- _Information supplied_:
────────

PR #2793, opened 2020-06-01
Add logging section to rpc config to optionally disable logging

wezrule:
@Json's ramdisk node is crashing when pumping out 2000BPS `process` RPC calls. There are some boost standard error outputs suggesting problems with rotating the files at this high logging output speed.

────────

- _Task to carry out_: Set down the whole listing once more, precisely as written.

- _Result below_:
PR #2793, opened 2020-06-01
Add logging section to rpc config to optionally disable logging

wezrule:
@Json's ramdisk node is crashing when pumping out 2000BPS `process` RPC calls. There are some boost standard error outputs suggesting problems with rotating the files at this high logging output speed.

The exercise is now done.